■ **REQUIREMENT**:
The full listing, start to finish: write it out again exactly.

■ **DATA PROVIDED**:
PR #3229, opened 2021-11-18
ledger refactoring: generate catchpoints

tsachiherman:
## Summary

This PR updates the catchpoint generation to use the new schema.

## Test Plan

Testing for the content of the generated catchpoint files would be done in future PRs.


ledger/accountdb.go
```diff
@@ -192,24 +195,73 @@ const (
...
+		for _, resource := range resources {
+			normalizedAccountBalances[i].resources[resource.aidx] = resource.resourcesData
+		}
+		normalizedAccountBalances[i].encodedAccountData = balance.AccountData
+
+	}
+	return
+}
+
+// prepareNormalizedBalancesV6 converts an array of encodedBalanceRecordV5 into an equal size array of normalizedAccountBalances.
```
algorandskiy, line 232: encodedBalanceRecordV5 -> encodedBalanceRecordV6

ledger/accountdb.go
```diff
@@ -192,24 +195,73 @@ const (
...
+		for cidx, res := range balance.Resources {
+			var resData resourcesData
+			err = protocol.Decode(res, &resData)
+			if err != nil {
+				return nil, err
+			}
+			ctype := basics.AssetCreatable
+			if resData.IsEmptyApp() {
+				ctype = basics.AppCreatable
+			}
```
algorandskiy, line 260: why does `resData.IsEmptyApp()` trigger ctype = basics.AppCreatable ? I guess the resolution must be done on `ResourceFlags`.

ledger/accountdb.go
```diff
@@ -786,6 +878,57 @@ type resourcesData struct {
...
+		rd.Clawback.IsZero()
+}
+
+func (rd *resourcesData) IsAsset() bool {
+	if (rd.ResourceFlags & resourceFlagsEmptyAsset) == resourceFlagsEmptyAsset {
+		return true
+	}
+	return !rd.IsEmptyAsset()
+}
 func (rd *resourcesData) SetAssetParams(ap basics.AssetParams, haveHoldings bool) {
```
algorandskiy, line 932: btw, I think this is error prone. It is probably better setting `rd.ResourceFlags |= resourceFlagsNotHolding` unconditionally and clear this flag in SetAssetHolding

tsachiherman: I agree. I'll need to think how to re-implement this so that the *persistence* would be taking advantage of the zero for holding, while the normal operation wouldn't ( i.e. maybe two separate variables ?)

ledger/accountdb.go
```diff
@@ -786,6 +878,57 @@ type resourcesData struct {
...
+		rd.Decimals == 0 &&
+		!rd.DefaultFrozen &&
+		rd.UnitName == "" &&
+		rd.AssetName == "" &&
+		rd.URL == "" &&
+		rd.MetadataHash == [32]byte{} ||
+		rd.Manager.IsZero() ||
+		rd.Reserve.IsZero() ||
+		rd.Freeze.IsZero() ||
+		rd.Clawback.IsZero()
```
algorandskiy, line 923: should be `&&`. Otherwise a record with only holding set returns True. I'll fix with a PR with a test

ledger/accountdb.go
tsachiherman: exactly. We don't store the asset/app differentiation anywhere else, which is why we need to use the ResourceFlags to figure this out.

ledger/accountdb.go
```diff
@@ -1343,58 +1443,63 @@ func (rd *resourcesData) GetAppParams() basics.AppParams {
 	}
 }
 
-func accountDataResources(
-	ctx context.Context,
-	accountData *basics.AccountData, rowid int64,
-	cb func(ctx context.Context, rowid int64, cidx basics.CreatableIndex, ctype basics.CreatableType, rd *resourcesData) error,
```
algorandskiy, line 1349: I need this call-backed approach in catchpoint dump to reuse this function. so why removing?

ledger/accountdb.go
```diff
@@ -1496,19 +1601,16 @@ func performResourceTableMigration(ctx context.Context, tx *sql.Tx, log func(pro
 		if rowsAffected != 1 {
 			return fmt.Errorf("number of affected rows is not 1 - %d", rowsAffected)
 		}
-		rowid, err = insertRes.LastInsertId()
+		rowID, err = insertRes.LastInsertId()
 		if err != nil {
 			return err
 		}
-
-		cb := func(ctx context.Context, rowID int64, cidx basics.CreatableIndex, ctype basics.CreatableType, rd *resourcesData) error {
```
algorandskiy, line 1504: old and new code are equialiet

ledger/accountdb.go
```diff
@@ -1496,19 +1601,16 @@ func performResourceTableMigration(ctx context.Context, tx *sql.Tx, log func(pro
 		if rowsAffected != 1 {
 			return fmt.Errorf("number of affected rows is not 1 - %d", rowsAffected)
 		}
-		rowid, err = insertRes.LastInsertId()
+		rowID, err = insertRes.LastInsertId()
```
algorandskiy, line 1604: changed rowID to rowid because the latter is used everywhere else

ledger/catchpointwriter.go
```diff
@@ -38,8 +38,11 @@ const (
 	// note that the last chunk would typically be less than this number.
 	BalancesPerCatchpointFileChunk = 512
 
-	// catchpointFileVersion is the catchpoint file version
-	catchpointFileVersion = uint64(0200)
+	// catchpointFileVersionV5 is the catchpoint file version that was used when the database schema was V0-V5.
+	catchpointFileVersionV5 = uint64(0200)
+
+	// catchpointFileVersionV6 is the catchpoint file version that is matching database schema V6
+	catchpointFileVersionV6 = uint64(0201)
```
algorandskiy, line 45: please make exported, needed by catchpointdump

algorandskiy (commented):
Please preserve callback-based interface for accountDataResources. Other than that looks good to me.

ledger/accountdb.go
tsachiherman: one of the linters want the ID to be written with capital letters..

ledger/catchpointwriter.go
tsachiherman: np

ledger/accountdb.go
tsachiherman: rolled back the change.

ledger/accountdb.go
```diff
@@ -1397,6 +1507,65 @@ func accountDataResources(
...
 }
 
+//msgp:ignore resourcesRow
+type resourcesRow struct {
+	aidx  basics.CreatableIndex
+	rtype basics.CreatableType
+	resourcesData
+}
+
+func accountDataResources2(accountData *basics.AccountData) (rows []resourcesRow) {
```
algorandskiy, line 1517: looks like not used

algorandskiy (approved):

■ **WRITTEN RESPONSE**:
PR #3229, opened 2021-11-18
ledger refactoring: generate catchpoints

tsachiherman:
## Summary

This PR updates the catchpoint generation to use the new schema.

## Test Plan

Testing for the content of the generated catchpoint files would be done in future PRs.


ledger/accountdb.go
```diff
@@ -192,24 +195,73 @@ const (
...
+		for _, resource := range resources {
+			normalizedAccountBalances[i].resources[resource.aidx] = resource.resourcesData
+		}
+		normalizedAccountBalances[i].encodedAccountData = balance.AccountData
+
+	}
+	return
+}
+
+// prepareNormalizedBalancesV6 converts an array of encodedBalanceRecordV5 into an equal size array of normalizedAccountBalances.
```
algorandskiy, line 232: encodedBalanceRecordV5 -> encodedBalanceRecordV6

ledger/accountdb.go
```diff
@@ -192,24 +195,73 @@ const (
...
+		for cidx, res := range balance.Resources {
+			var resData resourcesData
+			err = protocol.Decode(res, &resData)
+			if err != nil {
+				return nil, err
+			}
+			ctype := basics.AssetCreatable
+			if resData.IsEmptyApp() {
+				ctype = basics.AppCreatable
+			}
```
algorandskiy, line 260: why does `resData.IsEmptyApp()` trigger ctype = basics.AppCreatable ? I guess the resolution must be done on `ResourceFlags`.

ledger/accountdb.go
```diff
@@ -786,6 +878,57 @@ type resourcesData struct {
...
+		rd.Clawback.IsZero()
+}
+
+func (rd *resourcesData) IsAsset() bool {
+	if (rd.ResourceFlags & resourceFlagsEmptyAsset) == resourceFlagsEmptyAsset {
+		return true
+	}
+	return !rd.IsEmptyAsset()
+}
 func (rd *resourcesData) SetAssetParams(ap basics.AssetParams, haveHoldings bool) {
```
algorandskiy, line 932: btw, I think this is error prone. It is probably better setting `rd.ResourceFlags |= resourceFlagsNotHolding` unconditionally and clear this flag in SetAssetHolding

tsachiherman: I agree. I'll need to think how to re-implement this so that the *persistence* would be taking advantage of the zero for holding, while the normal operation wouldn't ( i.e. maybe two separate variables ?)

ledger/accountdb.go
```diff
@@ -786,6 +878,57 @@ type resourcesData struct {
...
+		rd.Decimals == 0 &&
+		!rd.DefaultFrozen &&
+		rd.UnitName == "" &&
+		rd.AssetName == "" &&
+		rd.URL == "" &&
+		rd.MetadataHash == [32]byte{} ||
+		rd.Manager.IsZero() ||
+		rd.Reserve.IsZero() ||
+		rd.Freeze.IsZero() ||
+		rd.Clawback.IsZero()
```
algorandskiy, line 923: should be `&&`. Otherwise a record with only holding set returns True. I'll fix with a PR with a test

ledger/accountdb.go
tsachiherman: exactly. We don't store the asset/app differentiation anywhere else, which is why we need to use the ResourceFlags to figure this out.

ledger/accountdb.go
```diff
@@ -1343,58 +1443,63 @@ func (rd *resourcesData) GetAppParams() basics.AppParams {
 	}
 }
 
-func accountDataResources(
-	ctx context.Context,
-	accountData *basics.AccountData, rowid int64,
-	cb func(ctx context.Context, rowid int64, cidx basics.CreatableIndex, ctype basics.CreatableType, rd *resourcesData) error,
```
algorandskiy, line 1349: I need this call-backed approach in catchpoint dump to reuse this function. so why removing?

ledger/accountdb.go
```diff
@@ -1496,19 +1601,16 @@ func performResourceTableMigration(ctx context.Context, tx *sql.Tx, log func(pro
 		if rowsAffected != 1 {
 			return fmt.Errorf("number of affected rows is not 1 - %d", rowsAffected)
 		}
-		rowid, err = insertRes.LastInsertId()
+		rowID, err = insertRes.LastInsertId()
 		if err != nil {
 			return err
 		}
-
-		cb := func(ctx context.Context, rowID int64, cidx basics.CreatableIndex, ctype basics.CreatableType, rd *resourcesData) error {
```
algorandskiy, line 1504: old and new code are equialiet

ledger/accountdb.go
```diff
@@ -1496,19 +1601,16 @@ func performResourceTableMigration(ctx context.Context, tx *sql.Tx, log func(pro
 		if rowsAffected != 1 {
 			return fmt.Errorf("number of affected rows is not 1 - %d", rowsAffected)
 		}
-		rowid, err = insertRes.LastInsertId()
+		rowID, err = insertRes.LastInsertId()
```
algorandskiy, line 1604: changed rowID to rowid because the latter is used everywhere else

ledger/catchpointwriter.go
```diff
@@ -38,8 +38,11 @@ const (
 	// note that the last chunk would typically be less than this number.
 	BalancesPerCatchpointFileChunk = 512
 
-	// catchpointFileVersion is the catchpoint file version
-	catchpointFileVersion = uint64(0200)
+	// catchpointFileVersionV5 is the catchpoint file version that was used when the database schema was V0-V5.
+	catchpointFileVersionV5 = uint64(0200)
+
+	// catchpointFileVersionV6 is the catchpoint file version that is matching database schema V6
+	catchpointFileVersionV6 = uint64(0201)
```
algorandskiy, line 45: please make exported, needed by catchpointdump

algorandskiy (commented):
Please preserve callback-based interface for accountDataResources. Other than that looks good to me.

ledger/accountdb.go
tsachiherman: one of the linters want the ID to be written with capital letters..

ledger/catchpointwriter.go
tsachiherman: np

ledger/accountdb.go
tsachiherman: rolled back the change.

ledger/accountdb.go
```diff
@@ -1397,6 +1507,65 @@ func accountDataResources(
...
 }
 
+//msgp:ignore resourcesRow
+type resourcesRow struct {
+	aidx  basics.CreatableIndex
+	rtype basics.CreatableType
+	resourcesData
+}
+
+func accountDataResources2(accountData *basics.AccountData) (rows []resourcesRow) {
```
algorandskiy, line 1517: looks like not used

algorandskiy (approved):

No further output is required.